**REQUIRED WORK:** From the records that follow, copy every line that contains the word "grep".

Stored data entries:
Issue #485, opened 2017-05-02
Move all the scripting from the jenkinsfile into a bash script or Makefile


sym3tri:
Right now it is a pain to reproduce Jenkins builds locally.

All of this logic should be executable locally:
https://github.com/coreos/tectonic-installer/blob/master/Jenkinsfile

squat:
Almost all of this was addressed by https://github.com/coreos/tectonic-installer/pull/930. Will look into cleaning more today.

Quentin-M:
I feel like this is pretty much done as of today. https://github.com/coreos/tectonic-installer/pull/1085 will help further with the initial goal of this issue.

PR #862, opened 2017-05-25
Jenkinsfile: test experimental features

squat:
Our smoke tests failed to catch a regression with one of the
experimental features because the smoke tests do not enable
`tectonic_experimental`. This PR does two things:
1. it adds a parallel step to the tests that runs with the experimental features enabled.
2. it moves the inline jenkins test code to its own file.

### DIFF
--- a/Jenkinsfile
+++ b/Jenkinsfile
@@ -91,48 +91,22 @@ pipeline {
                              ]) {
             unstash 'installer'
             unstash 'sanity'
-            sh '''#!/bin/bash -ex
-            set -o pipefail
-            shopt -s expand_aliases
-
-            # Set required configuration
-            export PLATFORM=aws
-            export CLUSTER="tf-${PLATFORM}-${BRANCH_NAME}-${BUILD_ID}"
-
-            # s3 buckets require lowercase names
-            export TF_VAR_tectonic_cluster_name=$(echo ${CLUSTER} | awk '{print tolower($0)}')
-
-            # randomly select region
-            REGIONS=(us-east-1 us-east-2 us-west-1 us-west-2)
-            export CHANGE_ID=${CHANGE_ID:-${BUILD_ID}}
-            i=$(( ${CHANGE_ID} % ${#REGIONS[@]} ))
-            export TF_VAR_tectonic_aws_region="${REGIONS[$i]}"
-            export AWS_REGION="${REGIONS[$i]}"
-            echo "selected region: ${TF_VAR_tectonic_aws_region}"
-            # make core utils accessible to make
-            export PATH=/bin:${PATH}
-
-            # Create local config
-            make localconfig
-
-            # Use smoke test configuration for deployment
-            ln -sf ${WORKSPACE}/test/aws.tfvars ${WORKSPACE}/build/${CLUSTER}/terraform.tfvars
-
-            alias filter=${WORKSPACE}/installer/scripts/filter.sh
-
-            make plan | filter
-            make apply | filter
-
-            # TODO: replace in Go
-            CONFIG=${WORKSPACE}/build/${CLUSTER}/terraform.tfvars
-            MASTER_COUNT=$(grep tectonic_master_count ${CONFIG} | awk -F "=" '{gsub(/"/, "", $2); print $2}')
-            WORKER_COUNT=$(grep tectonic_worker_count ${CONFIG} | awk -F "=" '{gsub(/"/, "", $2); print $2}')
-
-            export NODE_COUNT=$(( ${MASTER_COUNT} + ${WORKER_COUNT} ))
-
-            export TEST_KUBECONFIG=${WORKSPACE}/build/${CLUSTER}/generated/auth/kubeconfig
-            installer/bin/sanity -test.v -test.parallel=1
-            '''
+            sh '${WORKSPACE}/test/scripts/aws.sh aws.tfvars'
+            }
+          },
+          "TerraForm: AWS-experimental": {
+            withCredentials([file(credentialsId: 'tectonic-pull', variable: 'TF_VAR_tectonic_pull_secret_path'),
+                             file(credentialsId: 'tectonic-license', variable: 'TF_VAR_tectonic_license_path'),
+                             [
+                               $class: 'UsernamePasswordMultiBinding',
+                               credentialsId: 'tectonic-aws',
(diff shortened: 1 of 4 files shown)


Jenkinsfile
```diff
@@ -157,28 +131,8 @@ pipeline {
...
-          i=$(( ${CHANGE_ID} % ${#REGIONS[@]} ))
-          export TF_VAR_tectonic_aws_region="${REGIONS[$i]}"
-          export AWS_REGION="${REGIONS[$i]}"
-          echo "selected region: ${TF_VAR_tectonic_aws_region}"
-
-          echo "Destroying ${CLUSTER}..."
-          make destroy || make destroy || make destroy
-        '''
+        sh '${WORKSPACE}/test/scripts/aws-destroy aws.tfvars'
+        sh '${WORKSPACE}/test/scripts/aws-destroy aws-exp.tfvars'
```
kans: What happens if the first sh throws?

Jenkinsfile
```diff
@@ -91,48 +91,22 @@ pipeline {
...
-
-            export NODE_COUNT=$(( ${MASTER_COUNT} + ${WORKER_COUNT} ))
-
-            export TEST_KUBECONFIG=${WORKSPACE}/build/${CLUSTER}/generated/auth/kubeconfig
-            installer/bin/sanity -test.v -test.parallel=1
-            '''
+            sh '${WORKSPACE}/test/scripts/aws aws.tfvars'
+            }
+          },
+          "TerraForm: AWS-experimental": {
```
kans: Is  it cromulent to run multiple tfs in the same dir at the same time?

test/aws-exp.tfvars
```diff
@@ -0,0 +1,33 @@
+tectonic_worker_count = "4"
```
sym3tri: You can scale this down to 1 or 2. There's no need for 4 nodes.

test/aws-exp.tfvars
```diff
@@ -0,0 +1,33 @@
...
+
+tectonic_master_count = "3"
+
+tectonic_etcd_count = "3"
```
sym3tri: This has no effect when using self-hosted etcd right? If not please remove.

test/aws-exp.tfvars
```diff
@@ -0,0 +1,33 @@
...
+
+tectonic_etcd_servers = [""]
```
sym3tri: necessary?

test/aws-exp.tfvars
```diff
@@ -0,0 +1,33 @@
...
+
+tectonic_cl_channel = "stable"
+
+tectonic_admin_email = "example@coreos.com"
+
+tectonic_admin_password_hash = "$2a$12$k9wa31uE/4uD9aVtT/vNtOZwxXyEJ/9DwXXEYB/eUpb9fvEPsH/kO" # PASSWORD
+
+tectonic_ca_cert = ""
+
+tectonic_ca_key = ""
```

**PROBLEM SOLUTION:**
-            MASTER_COUNT=$(grep tectonic_master_count ${CONFIG} | awk -F "=" '{gsub(/"/, "", $2); print $2}')
-            WORKER_COUNT=$(grep tectonic_worker_count ${CONFIG} | awk -F "=" '{gsub(/"/, "", $2); print $2}')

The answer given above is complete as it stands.